Directions: Please print all of the entries, matching them exactly.

Stored data:
:::
Issue #22, opened 2020-07-31
Easier way of defining frames


Wikunia:
I have the feeling that defining frames for an Action is probably a tedious task for a full video or a more complex animation.
We should think about different ways like:
- `:all` for all frames
- `:same` same as the one before
- `Rel(10:20)` relative to the start of the one before so starting 10 frames after the one before and then going for 11 frames.

TheCedarPrince:
Oh I really like this idea @Wikunia. Especially the `:same` symbol as that could potentially better ease the `FFMPEG` backend by making it not have to process as much.

As of right now, I am actually rather confused by how the frames work when called from an `Action` in the `javis` function. Would be happy to work on some documentation about it if you could explain it here a bit more.

Wikunia:
I think we have a small miscommunication. I mean `:same` as the action before not as the frame before which should not happen that often or can have a special action called `Wait` or something which just uses the frame before. 

I am also thinking whether it's possible to create a video faster than creating images and use ffmpeg the way we do. 

Frames how they work now:
It's simple and stupid maybe 😄
i.e. 1:100 means this action is shown in frames 1 to 100. So for 30fps this means a bit more than 3 seconds.

We might want to define a way to use seconds as well to easily change the frame rate later. A lot can be done to make it easier for the user I think.

Wikunia:
Let's have:
`:same` as the default
i.e
```
 Action(1:100, ground; in_global_layer=true),
 Action(1:90, :red_ball, (args...)->circ(p1, "red"), Rotation(from_rot, to_rot)),
 Action(Rel(10), :blue_ball, (args...)->circ(p2, "blue"), Rotation(2π, from_rot, :red_ball)),
 Action((video, args...)->path!(path_of_red, pos(:red_ball), "red")),
```
is the same as:
```
 Action(1:100, ground; in_global_layer=true),
 Action(1:90, :red_ball, (args...)->circ(p1, "red"), Rotation(from_rot, to_rot)),
 Action(91:100, :blue_ball, (args...)->circ(p2, "blue"), Rotation(2π, from_rot, :red_ball)),
 Action(91:100, (video, args...)->path!(path_of_red, pos(:red_ball), "red")),
```

Issue #25, opened 2020-08-01
Tutorials for v0.1.0 Release


Wikunia:
Maybe this is good to be part of a tutorial on how to use Javis?

![trigo](https://user-images.githubusercontent.com/4931746/89107711-37a1e980-d433-11ea-9f57-7e64d3d49cb7.gif)

Thoughts @TheCedarPrince ?

TheCedarPrince:
Oh that would be wonderful! I like this idea a lot! How do you think we should distribute tutorials? Like a Jupyter notebook or a markdown follow-along sort of tutorial where you follow directions?

Taking inspiration from [divio](https://documentation.divio.com/tutorials/)

Wikunia:
I would do this similar to the one in Luxor.jl as we both found that one quite nice.

TheCedarPrince:
Hey @sudomaze, any interest in taking this part on?

TheCedarPrince:
Some thoughts for tutorials:

1. Making your first gif
2. How to make your own functions for Javis
3. Check out divio again for ideas [divio](https://documentation.divio.com/tutorials/)

TheCedarPrince:
Add a tutorial about what actions are and how to use them (especially with subactions)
:::
Task result:
Issue #22, opened 2020-07-31
Easier way of defining frames


Wikunia:
I have the feeling that defining frames for an Action is probably a tedious task for a full video or a more complex animation.
We should think about different ways like:
- `:all` for all frames
- `:same` same as the one before
- `Rel(10:20)` relative to the start of the one before so starting 10 frames after the one before and then going for 11 frames.

TheCedarPrince:
Oh I really like this idea @Wikunia. Especially the `:same` symbol as that could potentially better ease the `FFMPEG` backend by making it not have to process as much.

As of right now, I am actually rather confused by how the frames work when called from an `Action` in the `javis` function. Would be happy to work on some documentation about it if you could explain it here a bit more.

Wikunia:
I think we have a small miscommunication. I mean `:same` as the action before not as the frame before which should not happen that often or can have a special action called `Wait` or something which just uses the frame before. 

I am also thinking whether it's possible to create a video faster than creating images and use ffmpeg the way we do. 

Frames how they work now:
It's simple and stupid maybe 😄
i.e. 1:100 means this action is shown in frames 1 to 100. So for 30fps this means a bit more than 3 seconds.

We might want to define a way to use seconds as well to easily change the frame rate later. A lot can be done to make it easier for the user I think.

Wikunia:
Let's have:
`:same` as the default
i.e
```
 Action(1:100, ground; in_global_layer=true),
 Action(1:90, :red_ball, (args...)->circ(p1, "red"), Rotation(from_rot, to_rot)),
 Action(Rel(10), :blue_ball, (args...)->circ(p2, "blue"), Rotation(2π, from_rot, :red_ball)),
 Action((video, args...)->path!(path_of_red, pos(:red_ball), "red")),
```
is the same as:
```
 Action(1:100, ground; in_global_layer=true),
 Action(1:90, :red_ball, (args...)->circ(p1, "red"), Rotation(from_rot, to_rot)),
 Action(91:100, :blue_ball, (args...)->circ(p2, "blue"), Rotation(2π, from_rot, :red_ball)),
 Action(91:100, (video, args...)->path!(path_of_red, pos(:red_ball), "red")),
```

Issue #25, opened 2020-08-01
Tutorials for v0.1.0 Release


Wikunia:
Maybe this is good to be part of a tutorial on how to use Javis?

![trigo](https://user-images.githubusercontent.com/4931746/89107711-37a1e980-d433-11ea-9f57-7e64d3d49cb7.gif)

Thoughts @TheCedarPrince ?

TheCedarPrince:
Oh that would be wonderful! I like this idea a lot! How do you think we should distribute tutorials? Like a Jupyter notebook or a markdown follow-along sort of tutorial where you follow directions?

Taking inspiration from [divio](https://documentation.divio.com/tutorials/)

Wikunia:
I would do this similar to the one in Luxor.jl as we both found that one quite nice.

TheCedarPrince:
Hey @sudomaze, any interest in taking this part on?

TheCedarPrince:
Some thoughts for tutorials:

1. Making your first gif
2. How to make your own functions for Javis
3. Check out divio again for ideas [divio](https://documentation.divio.com/tutorials/)

TheCedarPrince:
Add a tutorial about what actions are and how to use them (especially with subactions)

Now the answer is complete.